First of all, as others have said, I'd check into the terms of the contract and have an attorney look it over. As a matter of fact, when you ask the salesman for a copy so you can take it to an attorney there's a good chance he'll crawdad on you and try to say something like, "there's no need in getting an attorney involved. It will just cost you more money." If this does happen, get up and walk away from the deal and don't look back. 
Second of all, I'd want it clear and in writing how much of your monthly payment will go towards the principal of the note. Some of thes "rent to own" deals sound to good to be true and infact are no different than credit card debt. 
Next, I'd find out what the payoff amount would be. Will there be penalties for early payoff? I'm not sure whether it's a good deal or not, but I've heard of folks with bad credit getting into one of these deals knowing there's no penalty for early payoff and using the land as colateral at a bank to borrow money under a conventional land loan to pay the landshark off. Once again, I'm not sure if this is a good idea or not. You'll end up paying more loan fees this way.


----------



## Reauxman (Sep 14, 2002)

My experience is that these rarely work out unless it is a very low dollar home.

If you cannot afford a down payment and closing cost, you likely cannot afford payments. I've set so many people up with these against me better judgement, and they never work out.


----------



## mamato3 (Nov 1, 2008)

after talking to them were going to pass dad has allowed us to stay here and sell this mobile and get a different one. I really was wanting to get away from mobiles but thats the only thing we can get a small loan for go figure. Thanks everyone for your help.


----------



## Forest Breath (Oct 23, 2009)

It can be done and done successfully. I heard from my land attorney that this is being done more now than in the past due to various reasons. He does the contracts for people and I considered this when I bought our farm, I discussed it with him at length and as long as you are careful and have an attorney, you are OK with this. 

The thing you need to do is check on the guy making the offer, talk to him, take notes and tell him you plan to have a good attorney that specializes in lease purchase agreements to oversee the contract. Then inform him that you have a friend who made a bad mistake doing something like this, the contract was not valid in court, one owner died and she not only lost her farm, but had to tear down the home she built and move it in 10 days and had almost $20,000 in legal fees getting it straightened out. So because of her bad choices and horrible mistake...you will learn from it and make sure that your family does not suffer through that. 

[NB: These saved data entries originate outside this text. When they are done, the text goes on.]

PR #806, opened 2023-02-17
Remove SetLocationCommand

axelniklasson:
## Proposed Changes
This removes support for `setLocation` since this command is not implemented on Android/Web and not properly supported on iOS. It does leave the iOS code implementation though so whenever we do decide to tackle this down the road we can reuse the existing implementation. 

## Testing
Tested locally, entering `setLocation` is not considered a valid command.

### DIFF
--- a/maestro-orchestra-models/src/main/java/maestro/orchestra/Commands.kt
+++ b/maestro-orchestra-models/src/main/java/maestro/orchestra/Commands.kt
@@ -567,20 +567,6 @@ data class RunFlowCommand(
 
 }
 
-data class SetLocationCommand(
-    val latitude: Double,
-    val longitude: Double,
-) : Command {
-
-    override fun description(): String {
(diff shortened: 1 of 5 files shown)


dmitry-zaitsev:
Implementation actually functions correctly on iOS (works on my machine), we could consider adding Android support if there is a popular demand for that

wollac11:
> Implementation actually functions correctly on iOS (works on my machine), we could consider adding Android support if there is a popular demand for that

I think it is a useful feature and would be pleased to see support for it on Android.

Get yourself an attorney, most will do a lease purchase agreement for you for under $500.00. Trust me, it is worth it. In addition, you must tell the attorney you want it put in the agreement that the heirs are bound to the contract in case of death...DO NOT LEAVE THIS PART OUT! After signing the contract take your original to the court house in the town where the house is and file it in court. It will cost about $4.00 a page to get it filed but will be worth it because you will have legal evidence of the binding contract in case it is ever needed in the future. 

You CANNOT be too careful with this. DO NOT....move forward with anything until the contract is signed by both parties and filed in court. Seriously do not as much as decide on a paint color for a bedroom wall. GET THE PAPERWORK DONE 1st!!!!!!! Save yourself a heartache that most cannot endure and live through. 

I understand your situation and again, I have a very good and very expensive attorney, who was a D.A. for almost 30 years, tell me these contracts can end happily for both parties and can be a good thing IF DONE CORRECTLY AND LEGALLY! 

Finally...NEVER take someone's word on a handshake and a promise. It should ALWAYS be backed up with a signature, even if it is your best friend. Otherwise, you are just at the mercy of fate and fate may not be too kind to you!


----------



## Forest Breath (Oct 23, 2009)

mamato3 said:


> after talking to them were going to pass dad has allowed us to stay here and sell this mobile and get a different one. I really was wanting to get away from mobiles but thats the only thing we can get a small loan for go figure. Thanks everyone for your help.


You can often build a small home for what a mobile home costs so you may want to look into that as well. Start with a few rooms and add on as you can afford it, if you plan on keeping the land.


----------



## ChristieAcres (Apr 11, 2009)

Lease to Own Real Estate Contracts can be a great way to go! A Lease Purchase Contract is seen by a Lender as payment history (Loan Officer here). It boils down to having a Lease Purchase Option OR Lease Purchase Real Estate Agreement written up by an Attorney OR using your own State's Forms OR using a Licensed Real Estate Agent (Real Estate Agent here, too). I helped a number of couples with credit issues, restore their credit, increase their scores, and helped them gain the financing to purchase their homes. 

Great advice, Forest Breath!

Here, you can get a remodel permit through L & I and do an incredible remodel on an existing mobile home. It is far less complicated to be permitted. That is actually our future plan! Since the only item on our criteria list that wasn't met was a little cabin/farmhouse? We can eventually build on to the existing 16 X 16 separate building that is built to code up against the end of the doublewide mobile. It has a good roof and was nicely refinished, so there is no rush on remodeling it, yet.


----------



## FoxyWench (Jan 22, 2010)

im actually thinking of doing a lease/rent to own or owner finance situation but the owner of the property im looking into is a real estate agent...

i think the key to it working is to have a very clear cut contract and have the payment period be as short as possible, the one im looking at is over a span of 5 years.


----------



## txquilter (Dec 29, 2009)

I used to work for a guy like that. He was what is referred to as a "Real Estate Investor". They tend to charge VERY HIGH interest rates on their loans and ridiculous fees if you have a late payment. Be extremely cautious... Ask questions like, how long have you been in business? How many loans do you currently have? Do you sell your notes and if so, to who? How much of my lease payment will count towards a down payment? What type of deed will be produced? Will you own the property while I lease or someone else? How much of a down payment will you require on the lease to purchase plan? What are the terms of the lease? And on, and on.

They guy I used to work for was just this side of the gray line and from what I've see they are all kind of like this. I caution you to be VERY CAREFUL!

Good luck


----------